I’d like to think now that such things will never bother me, that such things won’t ever concern me. In reality, what one says and believes now, can be dramatically different from what they actually end up doing. I don’t know what I’ll do until it actually happens. And I can only hope that I won’t finally recognise myself as a close-minded bigot.
November 6 2008: Donate Your Blood
Filed under Body & Politics with 34 Comments
Amidst all the election and birthday excitement yesterday, I took an hour out of my day to give blood (I do it about three to four times a year with the Red Cross). Only 2% of the world’s population have my blood type - AB Positive. This pretty much means that I’m awesome and unique, certainly more so than those O Positive sucker clones who make up 40% of the population.
On a slightly more serious note, did you know that out of all the eligible blood donors in Australia (e.g. of age, not pregnant, with normal blood pressure, etc.), only one in thirty donate blood? Keep in mind that one in three Australians will need this donated blood eventually, yet are happy to receive the blood without giving anything back. The hard thing about blood donation in Australia is that we don’t get the clap-on-the-back gifts that other countries distribute to their donors. There are no incentives of monetary value to blood donation (no movie passes, free meals, etc.), so for the vast majority of people in this country, it isn’t even something they consider.
I save multiple lives every time I donate blood. Over the course of a year, I save up to a potential twenty lives, not to mention the medical research I aid with any leftover blood. Yet, chances are that when I come to need donated blood myself, I’ll find it hard to get any, because of the selfishness of other Australians. The process is fast (about half an hour from registration/paperwork to being handed cookies and cordial to replenish your energy), and painless (one needle prick, that’s all). The tangible benefits far outweigh the possible negatives, especially in a developed country like Australia which has high rates of medical hygiene. There’s really no reason for this apathy on Australia’s part.

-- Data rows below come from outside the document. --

Issue #606, opened 2021-07-17
Using TranslationAdmin with different admin template.


hovi:
Happy user of this package. I recently tried switching admin to other templates (currently experimenting with django-jazzmin).
Sadly tabs are not working there. Been debugging for a while and I think it is mostly (or only) because html structure does not match what is expected in JS code.

For example main select expects `h1` to exist in `#content` to append it there (. In case of this template when I removed requirement for inner `h1`, main select started working, but not the rest.
https://github.com/deschler/django-modeltranslation/blob/master/modeltranslation/static/modeltranslation/js/tabbed_translation_fields.js#L466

So a proposal: If you’re eligible to donate blood, yet never have, you’re immediately exempt from receiving blood in the event that you end up in hospital. Fuck the Hippocratic oath. You get what you give. You don’t give blood, you don’t get blood. Let’s see how many people sign up to donate then.

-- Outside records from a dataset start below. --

PR #618, opened 2021-11-08
Avoid deprecation warning in Django 3.2+

jpmckinney:
I followed the same approach as in https://github.com/jazzband/django-debug-toolbar/pull/1467/files

### DIFF
--- a/modeltranslation/__init__.py
+++ b/modeltranslation/__init__.py
@@ -3,8 +3,12 @@
 Version code adopted from Django development version.
 https://github.com/django/django
 """
+import django
+
 VERSION = (0, 17, 3, 'final', 0)
-default_app_config = 'modeltranslation.apps.ModeltranslationConfig'
+
+if django.VERSION < (3, 2):
+    default_app_config = 'modeltranslation.apps.ModeltranslationConfig'
 
 
 def get_version(version=None):


last-partizan:
Thanks, merged.

last-partizan:
I reverted this, becouse it was breaking install.

But i think it isn't really necessary, besides removing warning. It should work just fine with 4.0.

BSVogler:
Hey last-partizan. How was it breaking the install? Do you have more information to share?

This is fine for now but on the release of the next minor version of Django it will block an update. 
(I would also welcome to have one less error message in the unittest.)

last-partizan:
Here is related issue:

https://github.com/deschler/django-modeltranslation/issues/624

Are you catching deprecation warnings in your tests? I think this particular one could be ignored, becouse it will just work in django-4.

BSVogler:
I think the actual issue is that the setup.py is importing [the init](https://github.com/deschler/django-modeltranslation/blob/master/modeltranslation/__init__.py) to get the version number. This means that no import statement is allowed in the ini file.

I am not sure if deriving the PEP 386-compliant version number in there is some pattern but because of the side effect, it feels like an anti-pattern to me.

jpmckinney:
Indeed, imports from setup.py often cause issues. Just update the version in more than one file 🤷🏼‍♂️. Or use https://pypi.org/project/bumpversion/ if you don’t like that idea.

November 5 2008: Best Birthday Present Ever
Filed under Politics with 31 Comments
It was only four years ago that I was on my Freewebs site, cursing all Americans for their stupidity in re-electing George Bush. And today? Best. Birthday. Present. Ever. Thank you America. You’ve made me very happy. You’ve made the whole world very happy, and your respect rating just skyrocketed.

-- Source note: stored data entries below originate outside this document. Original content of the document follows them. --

PR #633, opened 2022-04-29
Preserve annotate() fields in queryset

devxoul:
`MultilingualQuerysetManager` doesn't respect dynamically selected fields using `annotate()`. This PR adds an availability to preserve annotated fields.

### DIFF
--- a/modeltranslation/manager.py
+++ b/modeltranslation/manager.py
@@ -415,10 +415,12 @@ class MultilingualQuerySet(models.query.QuerySet):
         if not kwargs.pop('prepare', False):
             return super(MultilingualQuerySet, self)._values(*original, **kwargs)
         new_fields, translation_fields = append_fallback(self.model, original)
+        annotation_keys = set(self.query.annotation_select.keys())
+        new_fields.update(annotation_keys)
         clone = super(MultilingualQuerySet, self)._values(*list(new_fields), **kwargs)
         clone.original_fields = tuple(original)
         clone.translation_fields = translation_fields
-        clone.fields_to_del = new_fields - set(original)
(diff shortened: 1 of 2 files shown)


devxoul:
@last-partizan Thanks for the quick review! I fixed the lint error :)

rastytheamateur:
Hi,

by this, you have broken `values_list()` method.

In previous version `0.17.5`, it was working well:
```
MyModel.objects.filter(relatedmodel__isnull=False).annotate(Count('id')).values_list(
    'id', 'name').order_by('name').query
>>> SELECT "app_mymodel"."name_en", "app_mymodel"."id" FROM "app_mymodel"
    INNER JOIN "app_relatedmodel" ON ("app_mymodel"."id" = "app_relatedmodel"."mymodel_id")
    WHERE "app_relatedmodel"."id" IS NOT NULL
    GROUP BY "app_mymodel"."id"
    ORDER BY "app_mymodel"."name_en" ASC
```
while in the newest version `0.17.6` you receive by the very same query a different SQL and results as well:
```
MyModel.objects.filter(relatedmodel__isnull=False).annotate(Count('id')).values_list(
    'id', 'name').order_by('name').query
>>> SELECT "app_mymodel"."id", "app_mymodel"."name_en", COUNT("app_mymodel"."id") AS "id__count" FROM "app_mymodel"
    INNER JOIN "app_relatedmodel" ON ("app_mymodel"."id" = "app_relatedmodel"."mymodel_id")
    WHERE "app_relatedmodel"."id" IS NOT NULL
    GROUP BY "app_mymodel"."id"
    ORDER BY "app_mymodel"."name_en" ASC
```
Note the difference in the `SELECT` clause. Incorrect order, incorrect number of fields and one incorrect field at all.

New theme as well, in support of the victory, modelled somewhat on Obama’s own website. I debuted it somewhat early in the count, when Ohio was called for Obama, because I knew from that point that we had won. We’d won. Yes we can? Yes we have.
I love you all. It’s been a fantastic birthday. I’ve been crying all day because I’ve just been so emotionally moved by what I was witnessing. We’ve just witnessed history taking place. The world will become a better place.